I found a solution thanks to a non-buzzer.

A chime linked to an infrared mechanism now alerts me to the comings and goings in the hallway, which has eliminated the need for anyone to buzz to notify me of their presence if I happen to be out of earshot. For on such occasions I am actually in the back room, where I spend most of my hours of leisure and where, sheltered from the noise and smells that my condition imposes, I can live as I please, without being deprived of the information vital to any sentry: who is coming in, who is going out, with whom, and at what time.

Thus, the residents going down the hall would hear the muffled sounds indicating a television was on, and as they tend to lack rather than abound in imagination, they would form a mental image of the concierge sprawled in front of her television set. As for me, cozily installed in my lair, I heard nothing but I knew that someone was going by. So I would go to the adjacent room and peek through the spy-hole located opposite the stairway and, well hidden behind the white net curtains, I could inquire discreetly as to the identity of the passerby.

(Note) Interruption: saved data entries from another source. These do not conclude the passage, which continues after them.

PR #246, opened 2023-05-24
Set console stream encoding for java >= 19 - eclipse.platform.debug#124

jukzi:
## What it does
Set "-Dstdout.encoding" and "-Dstderr.encoding" to the value specified in launch configration:
to fix https://github.com/eclipse-platform/eclipse.platform/issues/530
This does NOT fix the issue for JDK 18, as there is no official parameter for that JVM.
Relevant is the Java Version of the JVM to launch.

## How to test
Launch  a programm that outputs non-Ascii chars. For example:
image

```
public class ConsoleTest {
		System.out.println("hällö€");
		System.err.println("hällö€");
	}
}
```
Tested on JDK 17, JDK 19 with UTF-8, ISO-8859-1, windows-1252
image
image

## Author checklist


jukzi:
unrelated random fail https://github.com/eclipse-jdt/eclipse.jdt.debug/issues/258

PR #259, opened 2023-06-09
JavaSnippetEditor: fix missing synchronize

jukzi:


mpalat (approved):
+1.
Looks good.
However, Could you please add a "this." so before fThread its more explicit/readable since you are already at this? Thanks!

jukzi:
@mpalat i added "this." to all because it looks dump to have that pattern used only for a single member. ok?

SarikaSinha:
@jukzi 
Can you add a description - where are you adding the missing synchronize?
I see that in the first commit you added synchronized on getThread method
https://github.com/eclipse-jdt/eclipse.jdt.debug/pull/259/commits/7020538d0157112f2b368153d351763188441ac1
But I don't see that change in the final commit? I see only this changes.

SarikaSinha (changes requested):
I see only "this" changes.

jukzi:
@SarikaSinha therefore i added two distinct commits in this PR.
in the first commit you see the sychronize and the second purely adding "this.".
you can click on the commits to see there content:
image
image

SarikaSinha (approved):

PR #264, opened 2023-06-14
Avoid reusing of not thread-safe SimpleDateFormat

jukzi:
SimpleDateFormat.format(new Date());
returns same string as immutable and thread-safe
  DateTimeFormatter.format(new Date().toInstant())


mpalat (approved):
+1
Please submit after all the tests are green
Thanks @jukzi

jukzi:
@mpalat there is only an unrelated random fail

org.eclipse.jdt.debug.tests.ui.DebugHoverTests.testBug572629_ChainFieldHover_ArrayLengthChainsOnVariableThisExpression_ExpectValueFromChain

i dont't know how to get that green other then a rebuild (which i can not trigger)and hope for randomness disappear

iloveeclipse:
I've triggered rebuild, will see.

jukzi:
@iloveeclipse thanks. it's gone

Issue #275, opened 2023-07-02
Evaluations inside binary method fails when wild card generics are used 


gayanper:
Take the following sample project, import it into eclipse and replace the following line

`<systemPath><complete_path>/debug-lib/target/debug-lib-1.0-SNAPSHOT.jar</systemPath>` in the debug-app project to a fully qualified path.

Add a break point in the `Observation` line 16 in the debug-lib project. Then debug the Main class in the debug-app. Once the debug point is hit, perform the following evaluation in the debug shell

`new Observation((Object) subject, (Consumer) action)`

**Actual**

The evaluation fails with a compilation error

**Expectation**

The evaluation should return a new instance of the class.

gayanper:
Similar to bug [Bug567801](https://bugs.eclipse.org/bugs/show_bug.cgi?id=567801)

Issue #186, opened 2023-02-20
Auto import the unresolved classes during evaluation


testforstephen:
**Current**:
When the evaluation snippet contains some types not imported in current Java file, it throws compilation errors "unresolved type" during evaluation. To get it work, you have to use the fully qualified name for the missing classes, it is not that convenient on UX perspective.
![image](https://user-images.githubusercontent.com/14052197/220034752-5c8b7882-74cc-43dc-bbf0-e63b7f2e65f8.png)

**Expected**:
Auto import the missing classes when compiling the evaluation snippet.

PR #280, opened 2023-07-07
Fix lack of type resolution issue due to lack of imports. #275

gayanper:
## What it does
The changes will add import statements for found types while traversing symbols in the binary class definition so that the evaluation snippet will properly compiled without needing to have FQN names.

## How to test
Unit tests and sample project

## Author checklist


gayanper:
@testforstephen will you have time to have a look at this ?

testforstephen:
Hi @gayanper,

The approach you use to dynamically add the import statements for the evaluation snippets looks good. I think we can apply it to the case in the issue #186 as well, where we can resolve the unresolved types and automatically append their fully qualified names in the import statements.

However, I have some questions about the use cases you used in the Java8Tests.java file. Both of the snippets `new Observation((Object) subject, (Consumer) action)` and `((Subject)this.subject).getName()` work fine for me with or without this PR.

Could you provide more use cases that demonstrate the problem you want to fix in this PR? Thank you.

testforstephen:
>  Both of the snippets new Observation((Object) subject, (Consumer) action) and ((Subject)this.subject).getName() work fine for me with or without this PR.

It works because I attached `debug-lib-sources.jar` to `debug-lib.jar`, where the eval will use SourceBasedSourceGenerator and works fine. Removing the source attachment can reproduce the issue you mentioned.

However, compared to SourceBasedSourceGenerator, the BinaryBasedSourceGenerator still has some limitation. For example, `new Observation((Object) subject, (Consumer) action)` snippet works fine in the Line 19 breakpoint of Observation for source attached sample, but still not work for binary sample.

gayanper:
> 
> However, compared to SourceBasedSourceGenerator, the BinaryBasedSourceGenerator still has some limitation. For example, `new Observation((Object) subject, (Consumer) action)` snippet works fine in the Line 19 breakpoint of Observation for source attached sample, but still not work for binary sample. 

You mean the snippet already in the unit test or something different?

testforstephen:
I'm using the new unit test added your PR.

gayanper:
@testforstephen do you mean the unit test fail when you execute or it fails when you try run the changes in workspace and try it on a real project debugging scenario?

testforstephen:
> @testforstephen do you mean the unit test fail when you execute or it fails when you try run the changes in workspace and try it on a real project debugging scenario?

The existing test cases you added can pass. My point is that there are other cases not covered well by this PR.

Below is the eval comparison between SourceBasedSourceGenerator and BinaryBasedSourceGenerator.
- The eval snippet `new Observation((Object) subject, (Consumer) action)` works fine if the library source jar exists. SourceBasedSourceGenerator is used when the library source is available.
image

- The eval snippet `new Observation((Object) subject, (Consumer) action)` fails if the library source is unavailable. BinaryBasedSourceGenerator is used if the source is unavailable.
image

org.eclipse.jdt.debug.tests/tests/org/eclipse/jdt/debug/tests/eval/Java8Tests.java
```diff
@@ -241,4 +241,38 @@ public void testContextEvaluations() throws Exception {
...
 	}
 
+	public void testEvaluate_GH275_StaticBinaryMethod_EvaluateSnippetWithImportedTypes() throws Exception {
+		IJavaThread javaThread = null;
+		try {
+			IJavaLineBreakpoint bp = createLineBreakpoint(getType("com.debug.test.Observation"), 25);
+			javaThread = launchToLineBreakpoint("GH275", bp);
+			assertNotNull("The program did not suspend", javaThread);
+
+			String snippet = "new Observation((Object) subject, (Consumer) action)";
```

With the advent of videocassettes and, subsequently, the DVD divinity, things changed radically, much to the enrichment of my happy hours. As it is not terribly common to come across a concierge waxing ecstatic over Death in Venice or to hear strains of Mahler wafting from her loge, I delved into my hard-earned conjugal savings and bought a second television set that I could operate in my hideaway. Thus, the television in the front room, guardian of my clandestine activities, could bleat away and I was no longer forced to listen to inane nonsense fit for the brain of a clam — I was in the back room, perfectly euphoric, my eyes filling with tears, in the miraculous presence of Art.

Profound Thought No. 1

Follow the stars In the goldfish bowl An end

Apparently, now and again adults take the time to sit down and contemplate what a disaster their life is. They complain without understanding and, like flies constantly banging against the same old windowpane, they buzz around, suffer, waste away, get depressed then wonder how they got caught up in this spiral that is taking them where they don't want to go. The most intelligent among them turn their malaise into a religion: oh, the despicable vacuousness of bourgeois existence! Cynics of this kind frequently dine at Papa's table: "What has become of the dreams of our youth?" they ask, with a smug, disillusioned air. "Those years are long gone, and life's a bitch." I despise this false lucidity that comes with age. The truth is that they are just like everyone else: nothing more than kids without a clue about what has happened to them, acting big and tough when in fact all they want is to burst into tears.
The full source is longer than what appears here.